# Trickle filling tank from HMA filter (will it work?)



## discusdan (2 Feb 2013)

I'm currently in the process of setting up my first planted tank, Its 200l and at the moment I've just got the the substrate and large pieces of mopani wood in place with a few stem plants. Its running DIY co2 from a yeast mix and I plan to start dosing EI ferts next week in preparation for the majority of plants.

Once I start dosing ferts and get the plants in I want to do regular large water changes

I'm currently using two 25l containers and a pair of step ladders to siphon water out of the tank and put fresh water back in.
This is a big faff and doing it on a regular basis is going to get very tedious very quickly, also taking out 50% of the water leaves the level very low and I dont want to stress the fish to much when I get them in.

As I want to keep Discus I've read that a lot of people use HMA filters which leads me to this question.

Could I get some 2.5mm diameter filter hose and start a slow siphon into one of the 25 liter containers while at the same time filter water back into the tank directly from a Hma filter?

If I turn the filters off and siphon old water out from one end of the tank and add fresh water at the other end would this work?
It would mean I wouldn't have to use step ladders, the water level should stay roughly the same and water temp wont be effected as much. Once one 25l container is full i can just swap to the next empty one.
The only problem I can see is fresh water might be siphoned out as it mixes?

What do you think, will it work? it would make life a lot easier.


----------



## krazypara3165 (3 Feb 2013)

It would work, altho a fraction of the water you take out will be some of the good water youve just put in. Have you thought about using a pump? Theres 3000lph in line pond pumps that can be had from ebay for twenty quid. Worth it in the long run as discus love clean water and you could do a water change in minutes.


----------



## discusdan (3 Feb 2013)

Cheers for the reply Krazy. What would be the set up for using a pump?

Would the pump just replace the out siphon? and I'd still add the water directly from the hma filter?

One reason I thought a siphon would be good is because I could match the flow coming out to the flow going in meaning the water level wouldn't drop.

I presume the pump will take all of the water out in a few minutes then the hma filter will slowly fill the tank back up?


----------



## Ed Seeley (3 Feb 2013)

You won't be able to balance the water syphon out with the trickle of new water in.  You could trickle the new water in and set up an overflow that will drain out excess water.  You can make one of these using solid pipe set up like this,





Once filled, the loop of pipe over the tank remains full of water and water will trickle out at whatever speed you put new water in at.  Yes you will lose a percentage of new water (and in a well circulating tank it probably won't matter where you put the inlet and outlet as long as they aren't right next to each other) but you could just leave the water trickling in for a bit longer.
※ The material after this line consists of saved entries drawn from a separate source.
Issue #4367, opened 2022-03-17
Error: Dynamic require of "crypto" is not supported


CoolOppo:
### Describe the bug

I'm getting this error on my Cloudflare Pages site but can't reproduce locally. I am feeding in 'esnext' to the adapter because I have to for anything to compile. Might be part of the problem, idk, but if that's the cause then I have another question: why am I not supposed to use ECMA from the last 2 years? ;)

from my svelte config:
```ts
adapter: adapter({
			target: "esnext",
			minify: false,
			logLevel: "error",
		})
```

I believe it's caused by this line:
https://github.com/sveltejs/kit/blob/827d1623d64a9886032c8bfc8e2315420d1599d0/packages/kit/src/runtime/server/page/csp.js#L24

### Reproduction

I am not trying to be a dick, I am very busy and don't have the time right now to reproduce. I've explained all steps necessary to reproduce; it's an extremely simple setup. Just want to report this bug. Sorry if that isn't allowed; I know you're all busy too.

### System Info

```shell
Cloudflare Workers node version 17.5.0
```

### Severity

blocking all usage of SvelteKit

CoolOppo:
Oh I think it may be caused by this line, just added a service worker so that may be it!

https://github.com/sveltejs/kit/blob/27a9888161b86bcc8418f87f93ed54959c631079/packages/kit/src/runtime/server/page/render.js#L276

benmccann:
Looks like this might get fixed when AWS gets off their asses to implement Node 16 support, so that we can drop Node 14

https://github.com/sveltejs/kit/blob/827d1623d64a9886032c8bfc8e2315420d1599d0/packages/kit/src/runtime/server/page/csp.js#L23

CoolOppo:
Just fixed it...using [this ESBuild plugin](https://github.com/sinnaj-r/esbuild-plugin-node-polyfills) in the meantime.

Instructions:

*svelte.config.js*
```js
import ESBuildNodePolyfillsPlugin from 'esbuild-plugin-node-polyfills'

// ...

adapter: adapter({
			target: "esnext",
			minify: true,
			logLevel: "error",
			plugins: [ESBuildNodePolyfillsPlugin]
		}),
```

CoolOppo:
This is a very ratchet way of doing this of course...iirc the changelog for adapter-cloudflare actually said that support for ESbuild options was removed, lol. But when you put in the options, they get in there. :p

Rich-Harris:
[...]

PR #4915, opened 2022-05-14
prevent esbuild trying to bundle node:crypto

Rich-Harris:
There's no good place to add a test for this, but I think it's fine because we can get rid of this whole mess as soon as we drop support for Node 14.

The issue was reported in https://github.com/sveltejs/kit/issues/4367#issuecomment-1122474272, and basically looks like this: if `config.kit.vite.build.minify === 'esbuild'`, the `'crypto'` string here...

https://github.com/sveltejs/kit/blob/7609ad0759c895600198eaf4345d735c7c6d1166/packages/kit/src/runtime/server/page/csp.js#L23-L25

...gets inlined into the `import(name)` expression, which means that a _subsequent_ esbuild run tries to import the `node:crypto` module, it will fail unless `platform: 'node'` is specified.

Making the expression more complex seems to prevent esbuild from being cute.

### Tests

### Changesets

### DIFF
--- a/.changeset/small-pumpkins-grab.md
+++ b/.changeset/small-pumpkins-grab.md
@@ -1,0 +1,5 @@
+---
+'@sveltejs/kit': patch
+---
+
+Prevent esbuild trying to bundle node:crypto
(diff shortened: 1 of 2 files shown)


benmccann (approved):

Rich-Harris:
This will be superseded by a PR I aim to submit later today that moves the crypto stuff into a node polyfill module

xpluscal:
Has this ever been resolved?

What you need to do though is work out the flow rate of the incoming water and turn it off after the required time to put in 50% of the tank's volume.  You can get some timers that shut off after a certain amount of water, like these, Water Metering Shut-Off Valve

If you were to run your waste outlet pipe from the overflow straight into the drain and then attach your HMA to this valve you could just connect it up and leave it!  It will turn itself off once the right amount of water has gone in!


----------



## discusdan (3 Feb 2013)

cheers for the info that looks like a brilliant idea.

Instead of running the waste directly into a drain could I first put it into 25l containers, once i've filled 4 I know that's roughly 50% and I can turn the hma filter off, This would save me some cash on the auto shut off valve, plus I'm not sure if it would fit the system as I plan to run the hma filter off of the house mains using a self piercing clamp onto the 15mm pipework.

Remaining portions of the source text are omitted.